## Problem statement
Nothing below is to be printed except the lines between the line holding "## Checklist" and the line holding "-106,6 +106,25 @@", inclusive, each exactly as it appears.

:: Data supplied ::

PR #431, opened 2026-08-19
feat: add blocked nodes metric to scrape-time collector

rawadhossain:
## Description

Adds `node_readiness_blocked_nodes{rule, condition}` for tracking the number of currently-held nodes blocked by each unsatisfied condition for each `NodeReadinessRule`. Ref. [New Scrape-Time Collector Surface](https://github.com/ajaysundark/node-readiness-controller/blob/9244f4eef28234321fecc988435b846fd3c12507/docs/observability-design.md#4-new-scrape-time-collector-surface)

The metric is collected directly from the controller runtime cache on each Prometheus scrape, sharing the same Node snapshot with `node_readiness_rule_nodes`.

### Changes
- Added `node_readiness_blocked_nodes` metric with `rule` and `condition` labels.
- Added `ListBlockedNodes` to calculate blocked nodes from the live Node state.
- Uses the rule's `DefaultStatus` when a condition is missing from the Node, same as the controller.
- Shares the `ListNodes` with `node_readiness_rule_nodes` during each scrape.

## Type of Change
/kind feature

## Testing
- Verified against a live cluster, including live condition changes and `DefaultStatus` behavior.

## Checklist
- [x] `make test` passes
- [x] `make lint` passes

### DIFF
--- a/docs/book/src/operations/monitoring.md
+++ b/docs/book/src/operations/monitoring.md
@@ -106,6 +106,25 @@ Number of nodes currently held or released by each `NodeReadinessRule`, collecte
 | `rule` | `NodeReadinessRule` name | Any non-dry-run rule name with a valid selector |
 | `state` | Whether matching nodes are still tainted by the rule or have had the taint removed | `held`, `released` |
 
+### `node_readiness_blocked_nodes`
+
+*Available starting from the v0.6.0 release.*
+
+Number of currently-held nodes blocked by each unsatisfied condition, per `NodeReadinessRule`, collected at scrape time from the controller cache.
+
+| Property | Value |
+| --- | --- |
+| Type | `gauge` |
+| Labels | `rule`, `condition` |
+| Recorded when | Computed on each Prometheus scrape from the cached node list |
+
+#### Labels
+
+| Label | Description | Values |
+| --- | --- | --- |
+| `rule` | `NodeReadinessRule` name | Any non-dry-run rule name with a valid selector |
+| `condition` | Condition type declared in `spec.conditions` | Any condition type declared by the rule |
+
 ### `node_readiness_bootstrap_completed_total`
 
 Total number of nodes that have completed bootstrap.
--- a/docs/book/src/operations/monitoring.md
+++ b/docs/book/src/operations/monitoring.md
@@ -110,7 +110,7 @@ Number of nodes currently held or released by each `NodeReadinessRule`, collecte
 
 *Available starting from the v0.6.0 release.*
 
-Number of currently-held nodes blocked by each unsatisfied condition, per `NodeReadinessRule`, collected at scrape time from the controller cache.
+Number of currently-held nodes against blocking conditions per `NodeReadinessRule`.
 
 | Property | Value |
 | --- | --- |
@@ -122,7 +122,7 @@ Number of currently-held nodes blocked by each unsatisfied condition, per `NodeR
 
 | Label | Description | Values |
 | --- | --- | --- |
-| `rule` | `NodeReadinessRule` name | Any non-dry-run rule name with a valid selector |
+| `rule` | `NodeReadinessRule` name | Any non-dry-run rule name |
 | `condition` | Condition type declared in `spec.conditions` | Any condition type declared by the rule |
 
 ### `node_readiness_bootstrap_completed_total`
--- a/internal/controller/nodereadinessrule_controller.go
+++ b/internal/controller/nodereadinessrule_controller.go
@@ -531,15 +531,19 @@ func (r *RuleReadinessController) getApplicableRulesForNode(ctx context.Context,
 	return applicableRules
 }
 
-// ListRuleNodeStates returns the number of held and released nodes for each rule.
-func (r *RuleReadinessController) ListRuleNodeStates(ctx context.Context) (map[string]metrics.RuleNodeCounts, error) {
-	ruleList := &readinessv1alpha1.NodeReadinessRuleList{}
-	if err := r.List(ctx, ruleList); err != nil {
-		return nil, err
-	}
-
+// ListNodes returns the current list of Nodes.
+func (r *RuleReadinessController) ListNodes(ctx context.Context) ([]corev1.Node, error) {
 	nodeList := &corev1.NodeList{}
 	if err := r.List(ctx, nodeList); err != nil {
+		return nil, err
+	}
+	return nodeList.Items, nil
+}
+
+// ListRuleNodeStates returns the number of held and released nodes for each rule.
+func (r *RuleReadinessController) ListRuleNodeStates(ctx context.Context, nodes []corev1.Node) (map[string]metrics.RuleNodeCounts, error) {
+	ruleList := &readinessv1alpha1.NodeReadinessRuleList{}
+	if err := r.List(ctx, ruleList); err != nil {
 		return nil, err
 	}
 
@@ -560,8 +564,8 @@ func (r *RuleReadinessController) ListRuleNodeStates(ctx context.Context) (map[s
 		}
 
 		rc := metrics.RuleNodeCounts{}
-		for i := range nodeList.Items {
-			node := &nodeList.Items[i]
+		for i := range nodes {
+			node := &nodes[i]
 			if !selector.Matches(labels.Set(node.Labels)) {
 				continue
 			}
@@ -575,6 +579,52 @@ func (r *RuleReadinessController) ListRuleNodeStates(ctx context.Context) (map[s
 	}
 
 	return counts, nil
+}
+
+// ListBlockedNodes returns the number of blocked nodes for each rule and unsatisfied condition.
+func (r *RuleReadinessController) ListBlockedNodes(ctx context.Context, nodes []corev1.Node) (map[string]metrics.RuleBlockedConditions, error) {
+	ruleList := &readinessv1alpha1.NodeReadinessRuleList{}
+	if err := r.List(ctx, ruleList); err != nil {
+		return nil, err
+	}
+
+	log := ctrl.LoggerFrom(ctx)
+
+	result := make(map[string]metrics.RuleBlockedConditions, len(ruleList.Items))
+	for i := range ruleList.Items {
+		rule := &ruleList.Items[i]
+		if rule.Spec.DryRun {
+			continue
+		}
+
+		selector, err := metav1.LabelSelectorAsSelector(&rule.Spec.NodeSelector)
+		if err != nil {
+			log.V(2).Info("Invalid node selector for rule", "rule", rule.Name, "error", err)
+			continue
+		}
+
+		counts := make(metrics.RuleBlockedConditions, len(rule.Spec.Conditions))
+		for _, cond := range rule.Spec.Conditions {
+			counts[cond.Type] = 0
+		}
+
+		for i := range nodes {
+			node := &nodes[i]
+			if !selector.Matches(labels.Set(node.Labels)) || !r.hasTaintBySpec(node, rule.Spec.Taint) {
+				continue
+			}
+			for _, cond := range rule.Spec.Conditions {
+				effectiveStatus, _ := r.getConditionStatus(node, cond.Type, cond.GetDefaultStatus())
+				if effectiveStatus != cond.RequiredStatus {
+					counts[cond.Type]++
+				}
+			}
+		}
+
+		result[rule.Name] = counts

:::

## Result for this exercise
## Checklist
- [x] `make test` passes
- [x] `make lint` passes

### DIFF
--- a/docs/book/src/operations/monitoring.md
+++ b/docs/book/src/operations/monitoring.md
@@ -106,6 +106,25 @@ Number of nodes currently held or released by each `NodeReadinessRule`, collecte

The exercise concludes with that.